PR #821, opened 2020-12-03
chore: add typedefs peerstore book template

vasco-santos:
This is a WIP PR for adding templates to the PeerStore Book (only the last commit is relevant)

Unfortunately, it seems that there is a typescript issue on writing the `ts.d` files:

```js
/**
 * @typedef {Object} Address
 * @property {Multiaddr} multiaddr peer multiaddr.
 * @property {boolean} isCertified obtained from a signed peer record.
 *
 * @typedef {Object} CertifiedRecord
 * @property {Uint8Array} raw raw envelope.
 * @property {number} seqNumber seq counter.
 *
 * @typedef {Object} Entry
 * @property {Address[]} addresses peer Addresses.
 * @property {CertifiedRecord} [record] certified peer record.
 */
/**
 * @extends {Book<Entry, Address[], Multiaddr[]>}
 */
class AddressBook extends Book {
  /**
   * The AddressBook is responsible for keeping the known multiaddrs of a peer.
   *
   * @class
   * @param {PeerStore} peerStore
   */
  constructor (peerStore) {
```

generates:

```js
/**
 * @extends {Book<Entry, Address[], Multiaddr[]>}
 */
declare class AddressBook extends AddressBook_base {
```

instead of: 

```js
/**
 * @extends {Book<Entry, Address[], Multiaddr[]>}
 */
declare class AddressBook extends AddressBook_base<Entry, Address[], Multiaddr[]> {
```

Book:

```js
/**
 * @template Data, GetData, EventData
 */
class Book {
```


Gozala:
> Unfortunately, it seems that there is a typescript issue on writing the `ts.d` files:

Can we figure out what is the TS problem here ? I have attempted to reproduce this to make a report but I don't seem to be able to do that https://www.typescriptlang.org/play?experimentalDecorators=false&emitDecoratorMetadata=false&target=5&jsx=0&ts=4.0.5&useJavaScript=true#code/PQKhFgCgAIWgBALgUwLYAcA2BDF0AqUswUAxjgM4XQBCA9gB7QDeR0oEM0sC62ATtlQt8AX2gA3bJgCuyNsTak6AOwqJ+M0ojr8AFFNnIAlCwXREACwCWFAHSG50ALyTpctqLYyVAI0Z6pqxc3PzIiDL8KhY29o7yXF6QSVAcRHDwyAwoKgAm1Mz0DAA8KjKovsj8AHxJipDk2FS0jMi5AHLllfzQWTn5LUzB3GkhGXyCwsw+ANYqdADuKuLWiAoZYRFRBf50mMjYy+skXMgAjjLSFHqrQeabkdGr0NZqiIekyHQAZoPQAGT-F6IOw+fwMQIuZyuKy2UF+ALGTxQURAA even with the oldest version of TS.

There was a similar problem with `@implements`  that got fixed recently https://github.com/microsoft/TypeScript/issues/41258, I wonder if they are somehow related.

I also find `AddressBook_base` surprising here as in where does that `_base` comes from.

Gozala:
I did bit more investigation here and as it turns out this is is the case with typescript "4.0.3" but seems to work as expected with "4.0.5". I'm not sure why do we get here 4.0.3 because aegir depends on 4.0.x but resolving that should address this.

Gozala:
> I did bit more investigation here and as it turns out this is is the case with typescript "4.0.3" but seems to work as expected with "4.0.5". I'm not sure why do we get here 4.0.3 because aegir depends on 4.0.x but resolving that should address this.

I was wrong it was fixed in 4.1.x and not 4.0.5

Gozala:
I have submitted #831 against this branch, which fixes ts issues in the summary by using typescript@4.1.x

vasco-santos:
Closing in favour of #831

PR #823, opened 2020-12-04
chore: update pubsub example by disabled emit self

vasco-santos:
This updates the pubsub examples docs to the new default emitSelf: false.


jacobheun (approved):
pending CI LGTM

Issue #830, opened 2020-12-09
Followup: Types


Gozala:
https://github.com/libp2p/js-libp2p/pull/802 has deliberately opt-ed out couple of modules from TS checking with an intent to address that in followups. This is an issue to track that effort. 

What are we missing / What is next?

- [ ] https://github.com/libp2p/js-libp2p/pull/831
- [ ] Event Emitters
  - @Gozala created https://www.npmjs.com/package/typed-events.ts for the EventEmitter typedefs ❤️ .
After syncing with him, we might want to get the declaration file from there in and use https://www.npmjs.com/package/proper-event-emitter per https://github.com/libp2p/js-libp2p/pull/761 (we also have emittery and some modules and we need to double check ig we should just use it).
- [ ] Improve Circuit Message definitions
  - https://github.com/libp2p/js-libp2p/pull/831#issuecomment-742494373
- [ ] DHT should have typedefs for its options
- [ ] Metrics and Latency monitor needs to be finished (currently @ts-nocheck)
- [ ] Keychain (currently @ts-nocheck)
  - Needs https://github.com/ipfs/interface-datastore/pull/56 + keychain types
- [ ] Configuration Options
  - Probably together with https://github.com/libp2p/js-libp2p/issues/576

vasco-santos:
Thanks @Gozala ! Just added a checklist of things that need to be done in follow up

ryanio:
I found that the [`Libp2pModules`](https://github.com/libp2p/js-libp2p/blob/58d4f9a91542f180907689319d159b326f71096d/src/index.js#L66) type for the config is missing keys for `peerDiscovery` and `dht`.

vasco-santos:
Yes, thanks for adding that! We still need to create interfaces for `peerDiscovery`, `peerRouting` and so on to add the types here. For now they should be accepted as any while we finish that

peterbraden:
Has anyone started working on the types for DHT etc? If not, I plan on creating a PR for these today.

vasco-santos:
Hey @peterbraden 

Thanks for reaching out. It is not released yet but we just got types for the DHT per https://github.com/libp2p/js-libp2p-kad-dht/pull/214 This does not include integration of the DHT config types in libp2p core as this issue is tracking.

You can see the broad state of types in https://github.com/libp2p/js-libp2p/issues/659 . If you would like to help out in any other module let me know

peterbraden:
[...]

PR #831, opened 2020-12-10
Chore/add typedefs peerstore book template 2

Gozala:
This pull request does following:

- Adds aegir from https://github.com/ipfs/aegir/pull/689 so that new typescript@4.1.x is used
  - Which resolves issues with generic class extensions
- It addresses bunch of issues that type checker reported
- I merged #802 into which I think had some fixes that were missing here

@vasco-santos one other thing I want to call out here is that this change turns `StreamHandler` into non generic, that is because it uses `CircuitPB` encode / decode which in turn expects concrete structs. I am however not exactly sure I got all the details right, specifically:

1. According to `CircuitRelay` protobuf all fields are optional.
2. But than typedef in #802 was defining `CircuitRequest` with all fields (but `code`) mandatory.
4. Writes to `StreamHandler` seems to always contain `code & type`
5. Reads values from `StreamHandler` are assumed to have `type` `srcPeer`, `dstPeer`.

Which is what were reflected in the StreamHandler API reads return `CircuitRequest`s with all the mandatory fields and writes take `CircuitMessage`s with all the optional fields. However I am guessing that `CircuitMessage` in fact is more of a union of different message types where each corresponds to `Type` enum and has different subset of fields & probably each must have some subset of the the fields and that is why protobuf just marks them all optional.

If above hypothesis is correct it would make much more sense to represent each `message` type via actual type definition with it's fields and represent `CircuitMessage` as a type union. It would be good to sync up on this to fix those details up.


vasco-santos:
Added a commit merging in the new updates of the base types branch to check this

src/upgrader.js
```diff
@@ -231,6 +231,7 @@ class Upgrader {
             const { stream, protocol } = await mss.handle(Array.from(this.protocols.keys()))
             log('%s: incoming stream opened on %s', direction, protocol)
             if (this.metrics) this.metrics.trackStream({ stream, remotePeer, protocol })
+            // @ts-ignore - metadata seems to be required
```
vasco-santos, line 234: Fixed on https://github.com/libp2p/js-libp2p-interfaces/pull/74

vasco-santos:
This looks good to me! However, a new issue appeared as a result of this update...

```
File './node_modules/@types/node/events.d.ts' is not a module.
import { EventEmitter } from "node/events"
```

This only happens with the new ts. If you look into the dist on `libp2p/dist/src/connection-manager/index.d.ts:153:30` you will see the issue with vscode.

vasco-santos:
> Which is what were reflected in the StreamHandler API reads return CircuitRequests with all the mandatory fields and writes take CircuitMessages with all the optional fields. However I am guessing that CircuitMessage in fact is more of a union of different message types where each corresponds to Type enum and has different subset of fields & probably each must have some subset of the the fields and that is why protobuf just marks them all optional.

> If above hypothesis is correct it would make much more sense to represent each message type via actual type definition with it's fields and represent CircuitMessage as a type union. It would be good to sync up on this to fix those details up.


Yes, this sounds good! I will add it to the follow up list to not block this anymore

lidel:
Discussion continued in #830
==============================
■ PROBLEM STATEMENT: What this exercise asks for is every line of the data above with the word "pull".

■ ANSWER BOX:
https://github.com/libp2p/js-libp2p/pull/802 has deliberately opt-ed out couple of modules from TS checking with an intent to address that in followups. This is an issue to track that effort. 
- [ ] https://github.com/libp2p/js-libp2p/pull/831
After syncing with him, we might want to get the declaration file from there in and use https://www.npmjs.com/package/proper-event-emitter per https://github.com/libp2p/js-libp2p/pull/761 (we also have emittery and some modules and we need to double check ig we should just use it).
  - https://github.com/libp2p/js-libp2p/pull/831#issuecomment-742494373
  - Needs https://github.com/ipfs/interface-datastore/pull/56 + keychain types
Thanks for reaching out. It is not released yet but we just got types for the DHT per https://github.com/libp2p/js-libp2p-kad-dht/pull/214 This does not include integration of the DHT config types in libp2p core as this issue is tracking.
This pull request does following:
- Adds aegir from https://github.com/ipfs/aegir/pull/689 so that new typescript@4.1.x is used
vasco-santos, line 234: Fixed on https://github.com/libp2p/js-libp2p-interfaces/pull/74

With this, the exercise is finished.